Indigenous artwork has been painted on one of Australia’s most important new satellite antennas.

The upgraded Alice Springs antenna was officially commissioned this week, in a ceremony highlighting both the antenna’s key role in the United States Landsat program, and the artwork painted on its surface that recognises the Arrernte people as traditional owners of the land.

“In 1979 Alice Springs was chosen to host the Landsat Ground Station because of its position in the centre of Australia. Some 37 years on, the antenna is still receiving critical data from international satellites, and with this $4 million upgrade it can now send commands to US Landsat satellites, making it one of only three in the world with this capability,” said Geoscience Australia CEO Dr Chris Pigram said.

“The size of the continent means Australian communities rely on satellite imagery for a range of critical tasks; it is used to respond to natural disasters, monitor land use, develop agriculture and ensure our water security.”

Aboriginal not for profit company, CAT, project managed the antenna’s upgrade, which according to CAT’s Chairman, Peter Renehan, was a natural transition.
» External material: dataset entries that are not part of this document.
Issue #144, opened 2022-06-14
Feature Request - fall detection


Malcolmnixon:
Add a module for detecting when the player takes fall (or collision damage).

Malcolmnixon:
Fall detection example module present and working in demo projects.

PR #145, opened 2022-06-14
Added fall damage detection module

Malcolmnixon:
This pull request implements feature #144 for fall detection. The implementation works by detecting instantaneous accelerations above a given threshold. There are options for:
 * Suppress acceleration/damage caused by the player being launched into the air - for example by jump pads
 * Detect only damage caused by colliding with the ground, as opposed to colliding with a wall


BastiaanOlij:
Hmmm, I'm not sure about this one, it's a bit strange implementing specific game logic into a generic toolkit. I need to think about this and whether there is a more generic approach, this has the danger of implementing all sorts of specifics as people want to detect other forms of impacts.

Malcolmnixon:
I moved the fall-detector into an "examples" folder and put an extensive comment explaining that it was an example and that games would most likely need to customize it.

Issue #143, opened 2022-06-10
Feature Request - fix climbing to allow pulling onto the top of objects


teddybear082:
Here's my version.  https://github.com/teddybear082/Godot_XR_Tools_Climb_Fix  

I know you all can do better than me!

I also know new features are paused until all bugs are found but just recording this since I know it is a feature you want to put in at some point so will need an issue for the pull request anyway.

teddybear082:
Confirmed this works!! Yay!

Issue #116, opened 2022-04-05
Feature Request - Crouch Function


teddybear082:
Presently it appears room scale crouching is supported but button crouch is not an official function.

Malcolmnixon:
This goes quite nicely with some other features we've been thinking of which control the players body, including:
 - height calibration (for tall players and people in wheel chairs)
 - shrinking the player height while climbing to allow for pulling the body on to the top of buildings.

teddybear082:
@Malcolmnixon I have an alpha version of getting climbing to the top of platforms and buildings working by adding / replacing this code to the climbing function after the code where you have the average offset for left and right hands combined.  Does this approach make sense to you?

https://pastebin.com/PFT5ESrz

teddybear082:
@Malcolmnixon is your controller suffering from drift or something else? If its broken due to drift I have found that compressed air and electronic contact cleaner (mine is CRC Mass Air Flow Sensor Cleaner) work wonders.

Malcolmnixon:
Could you check out the crouch functionality in the latest https://github.com/Malcolmnixon/godot-xr-tools-demo and let me know if it works for you?

teddybear082:
This works!! Nice work! I couldn't figure how to do this no matter how hard I thought about it and tried.

PR #146, opened 2022-06-15
Added player height control to support mounting climbed objects and crouching

Malcolmnixon:
This pull request implements feature requests #143 and #116 with the help of @teddybear082. The changes include:
 - Added advanced player height control
 - Modified climbing to collapse player to a sphere to allow mounting climbed objects
 - Added crouch movement provider

The PlayerBody now supports:
 - Player height offset to allow future height calibration (for seated or disabled players)
 - Minimum and maximum allowed player height (as measured by head position)
 - Overriding player height by movement providers (for crouching or climb-mounting)

The math for placing the player body under the camera had to be modified extensively - the original logic would *always* put the player body on the ARVROrigin floor, whereas the new logic puts the player body under/around the head. This change results in the head/camera always being in the correct position in relationship to the body.

### DIFF
--- a/addons/godot-xr-tools/functions/Function_Climb_movement.gd
+++ b/addons/godot-xr-tools/functions/Function_Climb_movement.gd
@@ -122,11 +122,13 @@ func _set_climbing(active: bool, player_body: PlayerBody) -> void:
 	if is_active:
 		_distances.clear()
 		_deltas.clear()
+		player_body.override_player_height(self, 0.0)
 		emit_signal("player_climb_start")
 	else:
 		var velocity := _average_velocity()
 		var dir_forward = -(player_body.camera_node.global_transform.basis.z * HORIZONTAL).normalized()
 		player_body.velocity = (velocity * fling_multiplier) + (dir_forward * forward_push)
+		player_body.override_player_height(self)
 		emit_signal("player_climb_end")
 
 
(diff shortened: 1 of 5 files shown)


addons/godot-xr-tools/functions/Function_Climb_movement.gd
```diff
@@ -122,11 +122,13 @@ func _set_climbing(active: bool, player_body: PlayerBody) -> void:
 	if is_active:
 		_distances.clear()
 		_deltas.clear()
+		player_body.override_player_height("climb", 0.0)
```
BastiaanOlij, line 125: here you hardcode a string "climb" while in crouch you use self. We should chose either one or the other and be consistent

BastiaanOlij (approved):
This is a really nice enhancement :)

addons/godot-xr-tools/functions/Function_Climb_movement.gd
Malcolmnixon: I made the override_player_height take a variant so it could be any type of key. Originally I was just using strings, but then I found that I wanted the left and right controller crouch buttons to both submit separate crouch requests which is why I made it take a variant and just used the nodes. You are correct however that in this case using 'self' may actually be cleaner - in debugging it would then be possible to find out which object is requesting the height adjustment and actually point back to the node. 

I'll push up the change.

Malcolmnixon:
It should be ready to go in now.

Issue #156, opened 2022-06-30
Feature request: object teleport block


0968128:
Is there already an option to make it impossible to teleport onto certain objects? Not just place it on a different layer, so the teleporter goes through, but an option to actually block the ray and make it red.

Malcolmnixon:
You may want to check out the pull request and see if it achieves what you're after. With this the Function_Teleport now has a Valid Teleport Mask which specifies the object layers where the teleport is permitted.
![image](https://user-images.githubusercontent.com/1863707/176801174-b9a75bef-a799-4703-ab47-0261a7c441f9.png)
The default value of this new property is "everything", so existing projects should not be broken.

Malcolmnixon:
This was tested in the teleport demo of https://github.com/Malcolmnixon/godot-xr-tools-demo by preventing teleporting onto the rotating carousel.

PR #157, opened 2022-07-01
Added valid-layer checking to teleport movement

Malcolmnixon:
This change implements feature request #156 by checking the final target object and rejecting it if the objects layer isn't in our valid_teleport_mask layer-mask. This allows for objects that block the teleport-arc, but are themselves not valid teleport targets.


BastiaanOlij:
@Malcolmnixon wasn't I using the collision mask of the kinematic body for that already?

BastiaanOlij:
Makes sense :)

PR #946, opened 2023-06-27
Proxy legacy Grbl settings for sender compatibility

dymk:
Some senders (such as gSender) rely on standard numbered Grbl settings for improved reporting of machine state, and some utility functionality like "Jog to this quadrant of the machine bed" - in particular, reporting of homing status and axes limits.

This adds the relevant numbered settings, derived from `MachineConfig`. They are read-only, and writing to them will result in a `error:162, ReadOnlySetting` error.

### Testing

New output for `$$`
```
Grbl 3.0 [FluidNC v3.0.x (grbl-proxy-settings-446e05d0) (noradio) '$' for help]

> $$
$22=1
$21=0
$20=0
$100=3000.000
$101=3000.000
$102=1000.000
$110=50.000
$111=50.000
$112=200.000
$120=100.000
$121=100.000
$122=100.000
$130=800.000
$131=600.000
$132=100.000
$10=1
ok

> $120 = 1
error:162
```

gSender now renders the quadrant jogging tool (it was not rendered before)
image

Grbl firmware "state" correctly interpreted from sender:
image

### DIFF
--- a/FluidNC/src/Error.h
+++ b/FluidNC/src/Error.h
@@ -78,6 +78,7 @@ enum class Error : uint8_t {
     ConfigurationInvalid        = 152,
     UploadFailed                = 160,
     DownloadFailed              = 161,
+    ReadOnlySetting             = 162,
 };
 
 const char* errorString(Error errorNumber);
--- a/FluidNC/src/NutsBolts.h
+++ b/FluidNC/src/NutsBolts.h
@@ -85,13 +85,6 @@ const char* to_hex(uint32_t n);
 bool  char_is_numeric(char value);
 char* trim(char* value);
 
-template <class T>
-void swap(T& a, T& b) {
-    T c(a);
-    a = b;
-    b = c;
-}
-
 template <typename T>
 T myMap(T x, T in_min, T in_max, T out_min, T out_max) {  // DrawBot_Badge
     return (x - in_min) * (out_max - out_min) / (in_max - in_min) + out_min;
--- a/FluidNC/src/Settings.cpp
+++ b/FluidNC/src/Settings.cpp
@@ -5,6 +5,7 @@
 #include "WebUI/Commands.h"     // WebUI::COMMANDS
 #include "System.h"             // sys
 #include "Protocol.h"           // protocol_buffer_synchronize
+#include "Machine/MachineConfig.h"
 
 #include <map>
 #include <limits>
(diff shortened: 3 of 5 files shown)


dymk:
cc @cotepat, who I believe has a fork of FluidNC that does something similar

MitchBradley (commented):
Is there a way to do this without the preprocessor fiddling?

Like, maybe a map from numbers to string names of the relevant tree entry?  Entries like { 122, "/axes/z/acceleration_mm_per_sec2" }

dymk:
I could do something like this: 

```cpp
template <typename T>
using FloatProxyDef = std::tuple<std::string_view,                       // description
                                 std::string_view,                       // grbl numerical name
                                 std::string_view,                       // fluidnc full name,
                                 std::function<T(MachineConfig const&)>  // getter
                                 >;

std::array float_proxy_defs = {
    FloatProxyDef<float> { "Proxy for $130 (X max travel, mm)",
                           "130",
                           "Grbl/MaxTravel/X",
                           [](MachineConfig const& config) { return config._axes->_axis[0]->_maxTravel; } },
    FloatProxyDef<float> { "Proxy for $131 (Y max travel, mm)",
                           "131",
                           "Grbl/MaxTravel/Y",
                           [](MachineConfig const& config) { return config._axes->_axis[1]->_maxTravel; } },
    FloatProxyDef<float> { "Proxy for $132 (Z max travel, mm)",
                           "132",
                           "Grbl/MaxTravel/Z",
                           [](MachineConfig const& config) { return config._axes->_axis[2]->_maxTravel; } },
};
```

versus 

```cpp
FLOAT_PROXY_SETTINGS_XYZ(13, "max travel, mm", "MaxTravel", _maxTravel)
```

and then iterate over `float_proxy_defs` to create the proxy settings. I want to avoid dynamic memory allocation, which I think would be required without a lot of really nasty template metaprogramming.

I agree that the macro version is unfortunate because, well, it's really opaque, but the repetitive nature of the "spelled out" version leaves room for typos. That might be worth the cost though, so the code is more readable.

MitchBradley:
If it were an open-ended problem I would prefer the systematic approach, but since it is finite and very unlikely to be significantly extended, I prefer the explicit approach.  Figuring out how the macros work is just too hard for very little payback.

MitchBradley:
Also I think the descriptions buy very little.  As it turns out, the previous attempts at adding descriptive text have not been particularly useful.  People don't look at them, and they don't add enough additional information beyond the names.  If you don't "get" /axes/x/max_travel_mm, you won't get the same thing spelled differently.

MitchBradley:
What would be really nice, if we could figure out how to do it, is basically to have "130" be an alias for "/axes/x/max_travel_mm".  The tricky thing is that "RuntimeSettings" works the wrong way.  There should be a way to just get the value associated with a path in the tree, instead of having it regurgitate a string like "/axes/x/max_travel_mm=400".

MitchBradley:
But the problem I have right now is too much going on at once.  There is the memory problem, and the "smooth motion" problem, and the websocket stall problem, and the web installer, and what you are doing.

dymk:
Yeah, agreed on it being a bounded problem - I got rid of the macro, and descriptions (just use the full name for it). I haven't tested this version on actual hardware yet, and I'd like to do that first.

Regarding the memory leak, I've got a branch where I'm replacing raw pointer usage / manual `new` / `delete` with RAII containers and `std::unique_ptr` to make memory ownership more explicit. Do you suspect the memory issue is due to a leak, or rather heap fragmentation / something else?

PR #954, opened 2023-07-05
Rotary dial to select NVS namespace

ThomasWagnerJKU:
This pull request adds support for changing the NVS namespace by means of a rotary dial.
This is useful for e.g. having the same firmware on boards used in different machines or being able to switch different networks easily


bdring:
We have pull request guidelines  

MitchBradley:
Closed as not planned, for the reasons cited above.

PR #963, opened 2023-07-13
Add webapp to release files

breiler:
This will add the index.html.gz to the release build to be used by the web installer


MitchBradley:
I will merge this after we fix the problem that is causing the latest release to fall on its face.

PR #972, opened 2023-07-17
Added shared_fault_pin for stopping on driver faults/stalls

MitchBradley:
See http://wiki.fluidnc.com/en/config/axes#axes  shared_fault_pin for more info


bdring:
How does this extend to future faults? Examples...

 - A coolant fault defined under a spindle such as a laser.
 - A global fault at the top level if someone wants to OR all equipment faults (drivers, coolant, etc.)
 
 We don't need to define them now, but I think this feature should be flexible.
 
 A quick fix would be to make this one a top level fault.

MitchBradley:
Maybe it would be better to have /control/fault_pin instead of /axes/shared_fault_pin .  You could also have /control/estop_pin to do the same thing.

The FaultPin class can be instantiated multiple times on different pin, using different config items.  A FaultPin fires a faultPinEvent when it goes active, so that part "just works".  The thing that needs to be added is a way to inquire if any faults are still active.  Currently the code that looks for that just knows about the one fault pin at config->_axes->sharedFaultPin.

bdring:
/control/fault_pin sounds good to me.

If I activate the fault in Idle I can still run motion. Should it activate the alarm in any state?

MitchBradley:
> If I activate the fault in Idle I can still run motion. Should it activate the alarm in any state?

I have been working on that.

MitchBradley:
Possible objections: It would be nice to see the states of fault pins and in fact all control pins in $limits/show.  But that could get out of hand pretty quickly.  Similarly one might want to display those pin states in the ? report; but same can of worms.

MitchBradley:
I intentionally omitted the fault pin from $limits/show because what about the other control pins?  Should it also show the safety door pin and the macro pins and ... ?  And what about the pin report in ?  Big can of worms.  For ?, we would have to come up with a schema for single-letter naming of future pins like spindle faults.

MitchBradley:
Another way to look at pin states is with $gpio/dump.  It will show everything.

bdring:
I added `$GPIO/Dump` to the wiki. 

http://wiki.fluidnc.com/en/features/commands_and_settings#gpiodump

I added it at the top to show a new proposed format of that page. I have been frustrated by the limitations of the table format of that page. 

It would be similar the supported gcodes page. It makes better use of the nav panel.

http://wiki.fluidnc.com/en/features/supported_gcodes

MitchBradley:
Something is wrong with the markup.  The first sentence ends with "$" in the rendered version, omitting the rest of the sentence that is present in the markdown text.

bdring:
Thanks

The renderer in edit mode shows it.

That must have been missing for a while. I need to escape the <> characters in $\<text\>.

“We’ve built a very strong relationship with Geoscience Australia and I think what this project can show to the rest of Australia is that professional, locally-based Aboriginal organisations are capable and you can get these outcomes,” Peter Renehan said.

Arrernte artist, Roseanne Kemarre Ellis created the artwork and helped adapt it to apply to the antenna.

“For me what ties this project together is that Aboriginal art is like a depiction of the land and Aboriginal people do have an aerial view when they paint their art, when they're talking about their country and what it means to them. So there is a connection to the art and the satellite imagery,” Peter Renehan said.

“Having the artwork on the antenna means a lot to Aboriginal people here in Alice, particularly our Board and the Council of Batchelor Institute and the other like-minded organisations on the site. It's a stamp for us to say this is Aboriginal country.”

The artwork, Caterpillar Tracks, highlights the link between the Arrernte people's mapping of their land, and the role of the antenna in collecting satellite imagery of the Earth.

In the Arrernte Aboriginal people's creation story, the Alice Springs region was created by giant caterpillars. These creatures become the ridges of the East and West MacDonnell Ranges that shelter the town of Mparntwe (Alice Springs).

This painting shows the landscape and describes the location of bush tucker, hunting grounds, water holes, travelling routes and other features.

The antenna was formally commissioned this week by Minister for Resources and Northern Australia Matt Canavan, who recognised the important role of the facility in supporting international satellite programs since its construction.